Why is God’s beauty often absent from our theology?
Rarely do theologians take up the theme of God’s beauty—even more rarely do they consider how God’s beauty should shape the task of theology itself. But the psalmist says that the heart of the believer's desire is to behold the beauty of the Lord.
In The Beauty of the Lord Jonathan King restores aesthetics as not merely a valid lens for theological reflection, but an essential one. Jesus, our incarnate Redeemer, displays the Triune God’s beauty in his actions and person, from creation to final consummation. How can and should theology better reflect this unveiled beauty?
The Beauty of the Lord is a renewal of a truly aesthetic theology and a properly theological aesthetics.
Truth and goodness are essential, but—in contrast with our forebears—beauty seems to have been marginalized in modern Reformed and evangelical theology. This volume is therefore a serious contribution, filling a lacuna in our systematic theology. Grounded in the triune Beauty, revealed consummately in Christ, and informed by Balthasar and other major interpreters of the catholic tradition, The Beauty of the Lord carves out its own unique place in reflection on theological aesthetics. A feast for the soul, this book will transform the way we think about God and his works.
—Michael Horton, J. Gresham Machen Professor of Systematic Theology and Apologetics, Westminster Seminary California
The beauty of God is an area of theological reflection that has been ignored by theologians for much of the past two hundred and fifty years. It was probably in the mid-eighteenth century when this discussion was last a topic of significant reflection with Jonathan Edwards. In the past twenty years or so, though, the subject has been cropping up in various places, and I was thrilled to read this new work by Jonathan King on God's beauty. It is cogently argued from both Scripture and Church History, and will hopefully become a touchstone for future reflection and thought on this vital subject. Highly recommended.
—Michael A. G. Haykin, Professor of Church History & Director of The Andrew Fuller Center for Baptist Studies, The Southern Baptist Theological Seminary, Louisville, Kentucky
This is the kind of theology that edifies the church.

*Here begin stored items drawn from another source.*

PR #2098, opened 2021-07-20
Fixes #1691: Document (and list) which APOC procs start their own transaction

### LINKED ISSUE #1691: Document (and list) which APOC procs start their own transaction
When recently trying to make use of `apoc.uuid.install` inside a transaction, it caused the client connection to the database to hang (no error message).

image

As described above, @jexp was able to inform me a couple of days later that the procedure starts its own transaction.

It would be a very good idea for procedures which start their own transaction to be documented as such, and a list of all procs which start a transaction to be collected in the APOC docs, too.

## Considered alternatives
N/A

By making it easier to understand a crucial under-the-hood detail that only maintainers or those familiar with the APOC source code would currently know about.

vga91:
Fixes #1691

To extract these, 
I found the classes that call `Transaction.java` class through a `beginTx()`
and from these I obtained the procedures / functions from which they were used.

### DIFF
--- a/docs/asciidoc/modules/ROOT/pages/transaction/index.adoc
+++ b/docs/asciidoc/modules/ROOT/pages/transaction/index.adoc
@@ -1,0 +1,34 @@
+[[transaction]]
+= List of procedures with its own transaction
+:description: This chapter describes a list of procedures with its own transaction in the APOC library.
+
+The list of procedures that start their own transaction:
+
+* apoc.trigger.add
+* apoc.trigger.remove
+* apoc.trigger.removeAll
+* apoc.trigger.pause
+* apoc.trigger.resume
+* apoc.uuid.install
+* apoc.uuid.remove
+* apoc.uuid.removeAll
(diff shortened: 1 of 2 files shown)


docs/asciidoc/modules/ROOT/pages/transaction/index.adoc
```diff
@@ -0,0 +1,35 @@
+[[transaction]]
+= List of procedures with its own transaction
+:description: This chapter describes a list of procedures with its own transaction in the APOC library.
```
fbiville, line 3:
```suggestion
:description: This chapter describes the list of procedures that start their own transaction in the APOC library.
```

fbiville (approved):
shall we file another issue to try to automate that list? WDYT?

vga91:
> shall we file another issue to try to automate that list? WDYT?

Yes, makes sense. I just created it (#2148)

JMHReif (approved):

PR #2107, opened 2021-07-20
Introduce annotation processor to list existing Neo4j extensions

conker84:
* Move `apoc.data.email` to APOC full

`apoc.data.email` relies on a third-party dependency for any
JDK >= 9 (which is the baseline of Neo4j 4.x and APOC 4.x).

* Add missing @Extended annotation to full procedures

* Temporarily ignore flaky `UtilIT`


conker84:
@fbiville can we merge this?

While many theoretical discussions about certain far-flung doctrines may be hard to relate to the everyday life of the Christian, this discussion of God’s beauty is different. Sound doctrine is always salutary, but it does not always stir the heart. By way of contrast, this study of the beauty of the Lord aims not only to give the reader right understanding, but also right heartedness: a right perspective on and a passion for the fittingness of God’s plan of redemption.
—Kevin J. Vanhoozer, Research Professor of Systematic Theology, Trinity Evangelical Divinity School
“Our next category, religious aesthetics, attempts to understand the nature of aesthetic phenomena in art and the natural world, but especially in relation to one’s participation in religious traditions and expression.” (Page 4)
“Rather, it is a dogmatic account of the beauty of the Lord (i.e., it is a proposal about the doctrine of God). Beauty is not merely in the eye of the beholder (this way modern subjectivism lies); rather, beauty is in the being and activity of God, rooted in the divine attributes. Accordingly, King focuses on the beauty of the plan of God, the unified history of redemption recounted in the Scriptures and enacted in the history of Jesus Christ.” (Page xi)
“Integral to our theory is that the beauty of something evokes from the percipient (the perceiving subject) an affective response of delight—that is, a kind of aesthetic pleasure. The lapidary statement by Etienne Gilson provides a critical insight that applies here: ‘The pleasure experienced in knowing the beautiful does not constitute beauty itself, but it betrays its presence.’23 Indeed, what uniquely characterizes the quality of beauty is its effect of evoking pleasure or delight in the act of perceiving it.” (Page 12)
“Effectively there are four basic categories in terms of respective concerns and the ways theology applies and is integrated: (1) natural theology of beauty, (2) theology of the arts, (3) religious aesthetics, and (4) theological aesthetics.” (Page 2)
“Aesthetics narrowly conceived denotes any real thing that is perceivable by human beings as patently or conspicuously beautiful.” (Page 16)
Studies in Historical and Systematic Theology is a peer-reviewed series of contemporary monographs exploring key figures, themes, and issues in historical and systematic theology from an evangelical perspective.